The Knowlestry Application Framework works with an internal data representation format, which is implemented in the module dqa.data_representation.data_representation. The main purpose of this data format is a standardized interface to pass data between processing units (“Tasks”, implemented in the dqa.tasks.tasks.Task class).

The data structure follows a hierarchy with multiple levels. For each of these levels, the Task class provides a corresponding method modify_*. By overriding this method, one can implement a task by modifying the data for each unit on the particular level separately.
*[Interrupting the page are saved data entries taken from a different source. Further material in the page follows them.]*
PR #261, opened 2025-09-21
feat: ffi_uniffi feature for api clients

joe-p:
Add a ffi_uniffi feature to the generated API clients and makes the necessary changes to the templates


crates/algod_client/src/apis/client.rs
```diff
@@ -295,45 +367,71 @@ impl AlgodClient {
...
+
+        #[cfg(feature = "ffi_uniffi")]
+        {
+            result.map(|v| serde_json::to_string(&v).unwrap_or_default())
+        }
+
+        #[cfg(not(feature = "ffi_uniffi"))]
+        {
+            result
+        }
```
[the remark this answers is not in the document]
joe-p: [2b73edc](https://github.com/algorandfoundation/algokit-core/pull/261/commits/2b73edc5797f806d2a061a11ab8e22fad712ca0a)

api/oas_generator/rust_oas_generator/templates/apis/client.rs.j2
```diff
@@ -111,25 +130,48 @@ impl {{ client_type }}Client {
...
+
+        {% if get_success_response_type(operation) == "UnknownJsonValue" %}
+        #[cfg(feature = "ffi_uniffi")]
+        {
+          result.map(|v| {
+            serde_json::to_string(&v).map_err(|e| Error::Serde {
+                message: e.to_string(),
+            })
+          })?
+        }
```
joe-p, line 162: We can't use serde_json::Value over the FFI, so I think serializing to string for unknown objects is the best option?

PatrickDinh: I think this is probably the best option. Otherwise we would have to workout the response types ourselves and manually maintain them, which can be a decent amount of work.

PatrickDinh (approved):

PR #266, opened 2025-09-26
Support heartbeat and state proof transactions (Rust)

PatrickDinh:
Fixes #

## Proposed Changes

-
-
-


joe-p (approved):
LGTM although I did notice some differences in markdown formatting. Not sure what the best way to align on that is but that is outside the scope of the PR

PR #267, opened 2025-09-28
feat: algod_client python package

joe-p:
Creates an `algod_client` package for Python. The main driver for this is to give the Python utils package proper algod methods and types.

The following table summarizes the hierarchy of the data format along with the corresponding methods in the task class.

Data structure level

Method in dqa.tasks.tasks.Task

dataset_dict: Dict[str, Dataset]

modify_dataset_dict(datasets)

    ↓   str key

    ↓

dataset: Dataset

modify_dataset(dataset)

    ↓   str key (in dataset.machines)

    ↓

machine: Machine

modify_machine(machine)

    ↓   int index (in machine.measurements)

    ↓

measurement: Dict[str, Dict[str, Any]]

modify_measurement(measurement)

    ↓     ↓   'metadata' key

    ↓

    ↓   metadata: Dict[str, Any]

    ↓

    ↓   'data' key

    ↓

data: Dict[str, np.ndarray]

    ↓

    ↓   str key

    ↓

data_row: np.ndarray

modify_data_row(data_row)

The total data processed by the Knowlestry Application Framework is contained in a dictionary of dqa.data_representation.data_representation.Dataset objects whose keys are strings. Each such Dataset contains a dictionary machines mapping string identifiers to dqa.data_representation.data_representation.Machine objects.

The Dataset and Machine class both implement the [] operator, allowing to access the includes machines or measurements, respectively. For example,

Access operator example#
dataset_dict['Data']['M0'][0]['data']['my_data_row']

accesses the data row my_data_row in the measurement with index 0 of the machine M0 in the dataset Data.